= Sébastien Zamet (born 1549) =

French banker

Sébastien Zamet (1549 in Lucca - July 1614 in Paris) was an Italian-born French financier who held the title baron de Murat and de Billy.

==Life==
Born in Lucca, Tuscany, Sebastiano Zametti was the son of a shoemaker, perhaps a shoemaker himself. He came to France at a time when Catherine de' Medici surrounded herself with Italians who were seeking success or a career.

Zamet entered the service of the court of France as a valet to King Henry III and was noticed by the court for his playful and facetious character. Clever and available, he responded to all kinds of requests from the prince and the great ones. His talent and sometimes his intrigues enabled him to do business, especially in the field of salt speculation, and he became considerably wealthy. He became a naturalized French citizen in 1581.

He maintained good relations with the Catholic League and its lords, particularly with Charles, Duke of Mayenne. For the latter, in 1592, he took charge of negotiations to obtain his reconciliation with King Henry IV. Even if the transaction was not completely successful, Zamet obtained a truce in 1593, which earned him the goodwill of Henry IV. The relationship between the two men became increasingly close, not to say familiar.

King Henry IV would regularly visit the financier's mansion in Paris, the Hôtel Zamet, in the rue de la Cerisaic, where many people were received, particularly gentlemen looking for amorous and discreet appointments. Henri IV went there when he entered Paris and returned every time he wanted to amuse himself with new female conquests. Zamet, as always, fulfilled the king's every wish, even settling his love or gambling debts. Of course, the skillful financier received privileges and offices in return. He held the title of baron as engagist lord de Murat and de Billy. (Note: An engagist lord is a person who, as security for a loan or other benefit granted to the titular lord, receives the lordship as a pledge, receives during the whole period of the engagement all the revenues and exercises all the rights and powers belonging to the lord.)

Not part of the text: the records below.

PR #115, opened 2016-04-21
Pod on declarator with initialization

bduggan:
Hi All,

The attached tests are failing for me with the most recent rakudo.

My reading of S26 would be that it should be valid to have declarator pod trailing an attribute even if there is also an initialization of the attribute. 

thanks
Brian

### DIFF
--- a/S26-documentation/block-trailing.t
+++ b/S26-documentation/block-trailing.t
@@ -1,6 +1,6 @@
 use v6;
 use Test;
-plan 327;
+plan 334;
 
 my $pod_index = 0;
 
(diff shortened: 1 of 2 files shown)


MadcapJake:
IIRC, the `#=` form doesn't require any enclosing brackets.

bduggan:
Right...they're optional -- block-trailing.t has tests with enclosing brackets, and why-trailing.t has tests without enclosing brackets.

moritz:
Thanks @bduggan. I've merged it, converted the tests to use subtests, and fudged the new, failing tests for rakudo.

PR #120, opened 2016-05-14
Add from-loop tests

### LINKED ISSUE #114: from-loop is not tested
If you want to know what from-loop is, see http://doc.perl6.org/routine/from-loop

titsuki:
Fix #114

I have added tests for the from-loop method according to the following page
https://doc.perl6.org/routine/from-loop#class_Seq

But I don't have very much confidence. Can anyone review this tests ?

The following is the results of the from-loop tests
```
not ok 29 - from-loop(&body) returns a Seq

# Failed test 'from-loop(&body) returns a Seq'
# at ./S32-list/seq.t line 133
ok 30 - the Seq object is lazy
not ok 31 - from-loop(&body, &condition) returns a Seq

# Failed test 'from-loop(&body, &condition) returns a Seq'
# at ./S32-list/seq.t line 137
ok 32 - from-loop(&body, &condition) terminates calling &body if &condition returns False
not ok 33 - from-loop(&body, &condition, &afterward) returns a Seq

# Failed test 'from-loop(&body, &condition, &afterward) returns a Seq'
# at ./S32-list/seq.t line 143
ok 34 - &afterward is called after each call to &body.
ok 35 - from-loop(&body, &condition, &afterward) terminates calling &body if &condition returns False
```

### DIFF
--- a/S32-list/seq.t
+++ b/S32-list/seq.t
@@ -128,19 +128,17 @@ is-deeply @searches[0].Array, @expected-searches, 'seq => array works 3';
 }
 
 {
-    ok Seq.from-loop({ 1 }).WHAT === Seq, 'from-loop(&body) returns a Seq';
-    my @a;
-    @a = Seq.from-loop({ 1 });
-    is @a.is-lazy, True, 'the Seq object is lazy';
+    my $a = Seq.from-loop({ 1 });
+    isa-ok $a, Seq, 'from-loop(&body) returns a Seq';
+    is $a.is-lazy, True, 'the Seq object is lazy';
 
-    ok Seq.from-loop({ 1 }, { state $count = 0; $count++ < 10 }).WHAT === Seq, 'from-loop(&body, &condition) returns a Seq';
-    @a = Seq.from-loop({ 1 }, { state $count = 0; $count++ < 10 });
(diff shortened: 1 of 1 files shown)


titsuki:
Sorry, I have fixed the way to check returned type.
And the following is the results
```
ok 28 - .perl on an iterated sequence faithfully reproduces such a sequence
ok 29 - from-loop(&body) returns a Seq
ok 30 - the Seq object is lazy
ok 31 - from-loop(&body, &condition) returns a Seq
ok 32 - from-loop(&body, &condition) terminates calling &body if &condition returns False
ok 33 - from-loop(&body, &condition, &afterward) returns a Seq
ok 34 - &afterward is called after each call to &body.
ok 35 - from-loop(&body, &condition, &afterward) terminates calling &body if &condition returns False
```

salortiz:
@titsuki 
The type of an object can be tested by 
```perl6
isa-ok Seq.from-loop({ 1 }), Seq, "Bla, bla";
```
and you can avoid the coercion to `Array` using a `Scalar` variable (or sigilless):
```perl6
     my $foo = Seq.from-loop({ 1 });
     ok $foo.is-lazy, …
```

titsuki:
@salortiz 
Thank you for your advice !
I have fixed your pointer.

PR #121, opened 2016-05-26
add critical test for known critical table pod bug (#128221) in lates…

tbrowder:
…t rakudo release (2016.05)

### DIFF
--- a/S26-documentation/07-tables.t
+++ b/S26-documentation/07-tables.t
@@ -142,5 +142,5 @@ is $r.contents.elems, 2;
 =end table
 
 $r = $=pod[9];
-is $r.contents.elems, 2;
+is $r.contents.elems, ;
 
--- a/S26-documentation/07-tables.t
+++ b/S26-documentation/07-tables.t
@@ -1,6 +1,6 @@
 use v6;
 use Test;
-plan 38;
+plan 39;
 my $r;
 
 =begin table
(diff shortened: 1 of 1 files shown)


tbrowder:
Note that IMHO this should be a release stopper until the test passes.

moritz:
@tbrowder is it a regression? If not, it's not a release stopper.

tbrowder:
On Tue, May 31, 2016 at 3:38 PM, Moritz Lenz <notifications@github.com> wrote:
> @tbrowder is it a regression? If not, it's not a release stopper.

Moritz, you're right I guess, but it seems to be a serious Perl 6 bug
that's been there that no one had found.

Do I need to change or revert the pull merge, or something else?

I would love to try to fix the bug but have not made much progress and
probably won't unless someone can help point the way.

Anyway, let me know what I need to do.  I do feel the test needs to
remain, but maybe not as a show-stopper test.

-Tom

jonathanstowe:
The test can be skipped or todo'd pending a fix:)

tbrowder:
On Tue, May 31, 2016 at 4:27 PM, Jonathan Stowe
<notifications@github.com> wrote:
> The test can be skipped or todo'd pending a fix:)

The 'todo' still results in an exception due to the bug, so I
commented it out with what I hope is sufficient info for the future.
I'll remove the whole mess if that is preferred.

PR #123, opened 2016-06-02
Add some tests for the ≅ operator

MasterDuke17:


AlexDaniel:
What about these? https://github.com/perl6/roast/blob/master/S03-operators/relational.t#L211

MasterDuke17:
Ha. Just looked back in my history and I only searched for ≅ in S32-num, not the whole suite. Think I should just move my tests to alongside the others in S03-operators/relational.t and not create a new file in S32-num?

AlexDaniel:
Yeah. I think that the ≅ alone does not justify the creation of a new file. But it does not really matter which way you go, as long as similar tests are kept in one place.

PR #136, opened 2016-07-20
add and modify files to test expected exceptions for known illegal Pe…

tbrowder:
…rl 6 pod tables


tbrowder:
trying suggestions from Zoffix...will retry later

PR #146, opened 2016-08-24
Tests for #126124

LemonBoy:


S06-signature/types.t
```diff
@@ -35,4 +35,14 @@ dies-ok  { g('m') },    'type check forbids bad implicit return';
         'no segfault when calling a routine having a native parameter with a type object argument';
 }
 
+# RT #126124
+{
+    throws-like { sub f(Mu:D $a) {}; f(Int) }, Exception,
+        message => 'Parameter \'$a\' requires an instance of type Mu, but a type object was passed.  Did you forget a .new?',
+        'type shown in the exception message is the right one';
+    throws-like { sub f(Mu:U $a) {}; f(123) }, Exception,
+        message => 'Parameter \'$a\' requires an instance of type Mu, but a type object was passed.  Did you forget a .new?',
```
zoffixznet: Seems this line expects the wrong message. If the test is passing, something wrong, because the message should contain `but an object instance was passed`, yet the test tests for `but a type object was passed`

LemonBoy: oops, copy&paste error. (force) pushed a working version!

jnthn: Hmm, do we not have a typed exception for this? Testing against precise messages is a bit fragile.

zoffixznet:
Merged. Will do a commit to check for message with a shorter regex, to make it less flaky, [as per IRC conversation](http://irclog.perlgeek.de/perl6-dev/2016-08-24#i_13081530).

PR #151, opened 2016-09-05
Tests for RT #128035

MasterDuke17:
Large repetition values for Str.x should not complain about negative
numbers or give an empty string as the result.

Requires Rakudo PR #867 (https://github.com/rakudo/rakudo/pull/867).

### DIFF
--- a/S03-operators/repeat.t
+++ b/S03-operators/repeat.t
@@ -8,7 +8,7 @@ Repeat operators for strings and lists
 
 =end description
 
-plan 44;
+plan 48;
 
 #L<S03/Changes to Perl 5 operators/"x (which concatenates repetitions of a string to produce a single string">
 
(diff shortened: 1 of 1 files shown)


S03-operators/repeat.t
```diff
@@ -44,6 +44,24 @@ is 'str' x Int, '', 'x with Int type object';
...
+        X::AdHoc,
+        message => 'repeat count > 1073741824 arbitrarily unsupported...',
+        'repeat count greater than the NQP limit dies'
+    );
+    throws-like(
+        { 'a' x int.Range.max + 1 },
+        X::AdHoc,
+        message => 'repeat count > 1073741824 arbitrarily unsupported...',
+        'repeat count greater than the max size of an int dies because of the NQP limit'
+    );
```
moritz: This last test fails on current Rakudo, because `int.Range.max + 1` evaluates to 0.

PR #155, opened 2016-09-06
Make sure where-blocked multi is prior to non-where-blocked multi

### LINKED ISSUE #154: Tie-breaking rule between where-blocked multi and non-where-blocked multi is not specced
I can find the tie-breaking rule between **where-blocked multi** routines in roast.
https://github.com/perl6/roast/blob/master/S06-multi/subsignature.t#L431-L441

However, it seems that there is another tie-breaking rule that **where-blocked multi** has higher priority than **non-where-blocked multi**.

The following example shows the above mentioned rule.
```
$ perl6 -e 'multi foo(Int $a){ say "1st" }; multi foo(Int $a where *.so){ say "2nd" }; foo(-1)'
2nd
```

```
$ perl6 -e 'multi foo(Int $a where *.so){ say "1st" }; multi foo(Int $a){ say "2nd" }; foo(-1)'
1st
```

titsuki:
Fix #154

### DIFF
--- a/S06-multi/syntax.t
+++ b/S06-multi/syntax.t
@@ -2,7 +2,7 @@ use v6;
 
 use Test;
 
-plan 44;
+plan 45;
 
 # L<S06/Routine modifiers/>
 # L<S06/Parameters and arguments/>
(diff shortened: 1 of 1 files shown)


zoffixznet:
Thanks.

In 1599, Gabrielle d'Estrées, mistress and favourite of the king, came to refresh herself at Zamet's hotel and died of apoplexy. Rumor has it that she was poisoned there. Although this hypothesis seems unlikely, it gained momentum from various factors, including the statements of the beautiful Gabrielle, who had complained of being poisoned just before her death, and the fact that Marie de Médicis stayed in the hotel when she arrived in Paris in February 1600 to marry Henri IV.

Zamet remained in the confidence of Queen Marie even after the assassination of Henry IV in 1610. She used to dine with him. He continued to render her the services he had offered all his life to monarchs and powerful people. He was adviser to the king, governor of the Château de Fontainebleau, and finally superintendent of the house of the queen's mother.

==Family==
He married Madeleine Leclerc du Tremblay who gave him two children:
- Jean Zamet, baron of Murat and Billy, mestre de camp of the regiment of Picardie then marshal of camp and died at the siege of Montpellier on 8 September 1622.
- Sébastien Zamet, bishop of Langres.

He died in Paris on 14 July 1614.

== Bibliography ==
- Olivier Giron, « De la cordonnerie de Lucques à la baronnie de Billy ou le destin de Sébastien Zamet », Bulletin de la Société d'émulation du Bourbonnais, 64, 4th trimester of 1988, .
- Michaud, Biographie universelle, ancienne et moderne, Paris, 1828.
- Jean-Baptiste Ladvocat, Dictionnaire historique et bibliographique, Paris, 1822.